If I use an AI assistant while coding, I can correct its coding errors. But you can't just "correct" frames of video it has created. If you try, you're looking at painstakingly hand-painting every frame where there's an error. You'll spend more time trying to fix an AI-generated animation that's 90% good and 10% wrong than you will just doing the animation with 3D assets from scratch.
Now say you made that animation with Sora. You have no manipulatable assets, just a set of generated frames that made the furry guy look in the wrong direction.
"Sora, regenerate $Scene153 with $Character looking at $OtherCharacter. Same Style."
Or "Sora, regenerate $Scene153 from time mark X to time mark Y with $Character looking at $OtherCharcter. Same Style".
It's a new model, you won't work with frames anymore you'll work with scenes and when the tools get a bit smarter you'll be working with scene layers.
"Sora, regenerate $Scene153 with $Character in Layer1 looking at $OtherCharacter in Layer2. Same Style, both layers."
I give it 36 months or less before that's the norm.
This seems like a fundamental misunderstanding of how generative AI works. To accomplish what you're describing you'd need:
An instance of generative AI running for each asset.
An enclosing instance of generative AI running for each scene.
A means for each AI instance to discard its own model and recreate exactly the same asset, tweaked in precisely the manner requested, but immediately being able to reincorporate the model for subsequent generation.
A coordinating AI instance to keep it all working together, performing actions such as mediating asset collisions.

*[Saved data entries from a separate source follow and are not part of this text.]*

PR #2373, opened 2022-08-26
use dc_contact_was_seen_recently()

r10s:
use `dc_contact_was_seen_recently()` introduced by https://github.com/deltachat/deltachat-core-rust/pull/3560 (already on android master) instead of ui-implementation.

successor of https://github.com/deltachat/deltachat-android/pull/2371

### DIFF
--- a/src/com/b44t/messenger/DcContact.java
+++ b/src/com/b44t/messenger/DcContact.java
@@ -63,6 +63,7 @@ public class DcContact {
     public native int     getColor       ();
     public native String  getStatus      ();
     public native long    getLastSeen    ();
+    public native boolean wasSeenRecently();
     public native boolean isBlocked      ();
     public native boolean isVerified     ();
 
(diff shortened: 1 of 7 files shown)


src/com/b44t/messenger/DcContact.java
```diff
@@ -50,10 +50,6 @@ public String toString() {
         return getAddr();
     }
 
-    public boolean isSeenRecently() {
-        return DateUtils.isWithin(getLastSeen(), 10, TimeUnit.MINUTES);
```
adbenitez, line 54: since this was removed, now the imports introduced in:
https://github.com/deltachat/deltachat-android/pull/2371/files#diff-9ad8aa37308d8cdfde999a39743f5a70f62cc1488955eba5c677f7a299876f03R3-R6
can be removed also maybe make `DateUtils.isWithin()` private again

adbenitez (approved):

src/com/b44t/messenger/DcContact.java
r10s: great! this also makes the wrapper standalone again (so that it can be used eg. for java-bots or -extensions, iirc @angelo-fuchs was interested in that from time to time :)

PR #2374, opened 2022-08-28
simplify contact list

r10s:
this is the ui part of https://github.com/deltachat/deltachat-core-rust/pull/3562, removing the A-Z decoration, see commit message for further details.

this pr should be merged after we have https://github.com/deltachat/deltachat-core-rust/pull/3562 on android master, however, can already be tested without.

nb: ios does not need any adaptions as the list was always simpler there; probably same for desktop.


adbenitez (approved):
great! already using it!

PR #2377, opened 2022-09-02
reword "Webxdc content"

r10s:
adding "App" to the term makes things much clearer to the user,
was "Webxdc" is about [^1]

eg. on iOS, we have an app selector meanwhile,
calling that _just_ "Webxdc" in the menu or in the title makes it pretty
unclear to the user what this is about.
same for the tab "Webxdc" on desktop or the default description in the summary.
otoh, calling it _only_ "Apps" (as now), may also raise false expectations
and may be mixed with "normal" apps.

so, "Webxdc App" seems to be a good approach.

there is also the term "Mini App" [^2], we could also go for that,
but this is a broader discussion as this would give up the term "Webxdc" partly.
but i would not be against "Mini App" :)

in any case, if there is few space in the UI,
it seems to be okay to abbreviate with just "App" or "Apps" as needed,
if it is otherwise clear that the thing is a "Webxdc App" or "Mini App".

[^1]: we decided meanwhile that using the term "App" should not be a no-go :)
[^2]: the term "Mini App" is aleady known for similar types of apps
(some "small app" running in a "super app")
cmp. https://www.w3.org/TR/mini-app-white-paper/#what-is-miniapp .  
of course, our "Webxdc Apps" are not compatible with other "Mini Apps"
however, this is also not the case between "Mini Apps" of other vendors
which also have different focuses.  
so "Mini App" seems to be a broader term and does not imply compatibiliy.

### DIFF
--- a/res/values/strings.xml
+++ b/res/values/strings.xml
@@ -155,7 +155,9 @@
     <string name="images_and_videos">Images and Videos</string>
     <string name="file">File</string>
     <string name="files">Files</string>
+    <!-- "Private App" is used to present "Webxdc App" (https://webxdc.org) in a user friendly way. Please stay close to the original term and keep it short (it is used in menus with few screen space). -->
     <string name="webxdc_app">Private App</string>
+    <!-- plural of "Private App"; used to present "Webxdc App" (https://webxdc.org) in a user friendly way. Please stay close to the original term and keep it short (it is used in menus with few screen space). -->
     <string name="webxdc_apps">Private Apps</string>
     <string name="files_and_webxdx_apps">Files and Private Apps</string>
     <string name="unknown">Unknown</string>
--- a/res/values/strings.xml
+++ b/res/values/strings.xml
@@ -155,10 +155,9 @@
     <string name="images_and_videos">Images and Videos</string>
     <string name="file">File</string>
     <string name="files">Files</string>
-    <string name="webxdc_app">Webxdc App</string>
-    <!-- Plural of "Webxdc App", used eg. as menu entry or title for an app selector. -->
-    <string name="webxdc_apps">Webxdc Apps</string>
-    <string name="files_and_webxdx_apps">Files and Webxdc Apps</string>
+    <string name="webxdc_app">Private App</string>
+    <string name="webxdc_apps">Private Apps</string>
+    <string name="files_and_webxdx_apps">Files and Private Apps</string>
     <string name="unknown">Unknown</string>
 
     <string name="green">Green</string>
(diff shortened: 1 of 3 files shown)


r10s:
summing up recent chats:

@adbenitez: _"btw the term "Mini Apps" sounds more user-friendly and comes to my mind that small games "Mini Clips" that were popular some years ago, or Facebook mini-games"_

@r10s: _"yip, i'd also like "Mini Apps" - main disadvantage would be that we weaken the term "Webxdc" by that - if we say that this is not an issue, i would prefer "Mini Apps"._  
_("Mini Apps" is more user-friendly, that's true)"_

@adbenitez: _"I would see Webxdc as Flash, you don't call Flash games "Flash", just games to the user is point of view, "Webxdc" would be more the format"_

@r10s: _"+1, this is also how "Mini Apps" are discussed at https://www.w3.org/TR/mini-app-white-paper/#what-is-miniapp imu - they are not necessarily compatible between the different "Super Apps" "_

Simon-Laux:
if we want to do marketing we can't use an already loaded term.
like we are super privacy preserving but the average wechat app is the opposite of that.

adbenitez (approved):
I like more the shorter and easier term "mini app" but this is already an improvement

rosano:
Adding 'apps' definitely makes it more informative than only 'webxdc' – acronyms are not self-explanatory. I like 'mini apps' too, helps set expectations in the right place.

r10s:
ftr: in chat, there is some consent about:

- use "Mini Apps" inside Delta Chat in user-facing areas (where webxdc is more confusing than helping; "Mini Apps" is regarded as more user-friendly in general).

- use "Webxdc Apps" or "Webxdc Mini Apps" outside for marketing purposes

so , "Mini App" is kind of the genre and "Webxdc" is the implementation.

res/values/strings.xml
```diff
@@ -155,6 +155,10 @@
     <string name="images_and_videos">Images and Videos</string>
     <string name="file">File</string>
     <string name="files">Files</string>
+    <string name="webxdc_app">Webxdc App</string>
```
cyBerta, line 158:
```suggestion
    <string name="webxdc_app">Mini App</string>
```

res/values/strings.xml
```diff
@@ -155,6 +155,10 @@
...
+    <!-- Plural of "Webxdc App", used eg. as menu entry or title for an app selector. -->
+    <string name="webxdc_apps">Webxdc Apps</string>
+    <string name="files_and_webxdx_apps">Files and Webxdc Apps</string>
```
cyBerta, line 161:
```suggestion
    <string name="files_and_webxdx_apps">Files and Mini Apps</string>
```

r10s:
not sure if that pop up before, but "Private Apps" may also work for a more user-friendly in-app term of "Webxdc" ... i am not sure if i find that better, just throwing that in :)

adbenitez (approved):
"Private apps" is still better than "webxdc" so +1

PR #2378, opened 2022-09-04
restricted webxdc internet access

r10s:
~~this requires https://github.com/deltachat/deltachat-core-rust/pull/3516 to be on master first.~~ EDIT: done

we we need to know the `internet_access` flag before creation of the html view, this pr moves `getWebxdcInfo()` to the main thread on webxdc creation. doing things in background would be more complicated and error prone (i can easily imagine races if we move html-view-creation to a background thread or change the flag after creation, that would need additional code to be targeted etc.). however, `getWebxdcInfo()` is also called at other places (message list!) from the main thread, so that is probably good enough.

all other things are left in background threads as before.

see https://github.com/deltachat/deltachat-core-rust/pull/3516 for further information.

here is a little demo:

**Download .xdc:** https://github.com/r10s/maps/releases/download/0.0.1/maps.xdc ([source](https://github.com/r10s/maps)) - you need to copy this to the "Saved Messages" chat of a build using this pr - otherwise, you will not see the map.

### DIFF
--- a/src/org/thoughtcrime/securesms/WebxdcActivity.java
+++ b/src/org/thoughtcrime/securesms/WebxdcActivity.java
@@ -48,6 +48,7 @@ public class WebxdcActivity extends WebViewActivity implements DcEventCenter.DcE
   private DcMsg dcAppMsg;
   private String baseURL;
   private String sourceCodeUrl = "";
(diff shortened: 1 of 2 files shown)


adbenitez (approved):
:rocket:

PR #2379, opened 2022-09-07
Revert "create adaptive shortcuts"

r10s:
This reverts commit 35dd8c905b7ff182c92a1bcfcfe03a97edecbb00.

The cut out is not the largets possible circle inside the square icon (as for group images or avatars, diameter==height) but a much smaller circle (diameter==~0.6*height), resulting in too many information being left out.

Therefore, it is better to leave icon layout to the OS.

to get an idea about the amount of cut out, see a circular logo, eg. the hextris one:


Simon-Laux:
I'm for a manifest property or an extra "adaptive" version of the icon in the zip.

Simon-Laux (approved):

PR #2380, opened 2022-09-11
rework system messages

### LINKED ISSUE #2335: Context-free string
@link2xt [explained to me](https://github.com/deltachat/deltachat-android/pull/2331#issuecomment-1176487680) that the following localized string is designed to be replaced in another context:

https://github.com/deltachat/deltachat-android/blob/e14dbd5c3be67db0e29a5a7c2d09e1ecd82f1875/res/values/strings.xml#L714

> > When does this appear? It reads to me as 'The group left' but maybe it means 'You left the group'?
> 
> It's one of those weird strings mentioned in [deltachat/deltachat-core-rust#3429](https://github.com/deltachat/deltachat-core-rust/issues/3429)
> 
> Full sentence is formed by removing the period and attaching the translation of "by %s", e.g. "Group left by you".
> 
> Proper fix is to remove this string and translate the sentence "You left the group" as a whole.

I would recommend to follow his fix by using an entire sentence as a localized string. This makes translation less opaque (people don't need to figure out how the string will be used because it contains all the context), and also avoids encoding English specific grammar into the programming (removing punctuation and replacing placeholders is an example of this).

r10s:
rework system messages and make them easier understandable and easier translatable.

counterpart of https://github.com/deltachat/deltachat-core-rust/pull/3518, which needs to be merged first. also see there for some more details and reasoning.

Closes #2335


r10s:
thanks, @link2xt - for review and for pushing this forward in general. 

i uploaded the strings to transifex, things are waiting for translation there :)

PR #2416, opened 2022-11-07
clarify meaning of 'left'

r10s:
this came out of transifex discussions, depending on the language there may be quite different words that need this clarification.


r10s:
was approved via message on transifex ;)

Issue #2426, opened 2022-11-15
F-Droid build failed


linsui:
https://monitor.f-droid.org/builds/log/com.b44t.messenger/641#site-footer

```
+ ./ndk-make.sh
starting time: Mon Nov 14 23:18:58 UTC 2022
Setting CARGO_TARGET environment variables.
Full build
-- cross compiling to armv7-linux-androideabi (arm) --
    Updating git repository `https://github.com/async-email/async-imap`
    Updating crates.io index
    Updating git repository `https://github.com/dignifiedquire/rs-async-zip`
    Updating git repository `https://github.com/deltachat/rust-email`
    Updating git repository `https://github.com/async-email/encoded-words`
    Updating git repository `https://github.com/deltachat/lettre`
    Updating git repository `https://github.com/Majored/rs-async-io-utilities`
error: failed to get `async_io_utilities` as a dependency of package `async_zip v0.0.8 (https://github.com/dignifiedquire/rs-async-zip?branch=main#5556c5ac)`
    ... which satisfies git dependency `async_zip` (locked to 0.0.8) of package `deltachat v1.98.0 (/home/vagrant/build/com.b44t.messenger/jni/deltachat-core-rust)`
    ... which satisfies path dependency `deltachat` (locked to 1.98.0) of package `deltachat_ffi v1.98.0 (/home/vagrant/build/com.b44t.messenger/jni/deltachat-core-rust/deltachat-ffi)`

Caused by:
  failed to load source for dependency `async_io_utilities`

Caused by:
  Unable to update https://github.com/Majored/rs-async-io-utilities#6661a0fb

Caused by:
  failed to clone into: /home/vagrant/.cargo/git/db/rs-async-io-utilities-5b754873e3909201

Caused by:
  failed to authenticate when downloading repository

  * attempted to find username/password via git's `credential.helper` support, but failed

  if the git CLI succeeds then `net.git-fetch-with-cli` may help here
  https://doc.rust-lang.org/cargo/reference/config.html#netgit-fetch-with-cli

Caused by:
  failed to acquire username/password from local configuration
```

Could you please take a look? Thanks!

r10s:
we probably need a new android version with a new core101 that includes this fix: https://github.com/deltachat/deltachat-core-rust/pull/3747 (some repo that we were using was just deleted)

linsui:
By the way, I'd like to split the abi in F-Droid buil to reduce the apk size. What version code scheme should we use?

[...]

PR #2427, opened 2022-11-15
add versionCode to debug info

r10s:
that may get handy esp. if the code is patched, cmp https://github.com/deltachat/deltachat-android/issues/2426#issuecomment-1315393104


adbenitez (approved):

r10s:
thanks for quick response <3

The whole system would need to be able to rewind to specific trouble spots, correct them, and still generate everything that comes after unchanged. We're talking orders of magnitude more complexity and difficulty.
And in the meantime, artists creating 3D assets the regular way would suddenly look a lot less expensive and a lot less difficult.
If all you have is a hammer, everything looks like a nail. Right now, generative AI is everyone's really attractive hammer. But I don't see it working here in 36 months. Or 48. Or even 60.
The first 90% is easy. The last 10% is really fucking hard.
And ironically when we do get to the point where an AI can string together a semi-coherent narrative, the first things it'll start to produce will probably be exactly the sort of mid-level dross that Tyler Perry likes to make.
This won’t get used for key narrative content. This will be used to a lot of b-roll and the quick cuts that audiences don’t examine closely. A lot of a movie is content like that, and since the dawn of the effects industry, editors and effects artists have known that they can get away with janky stuff in certain places. The audience won’t know it’s there because they’re not watching the film frame by frame.
It seems pretty good with backgrounds though, and it’s only going to get better. I think the threats of job losses are a lot more imminent than people are ready to admit.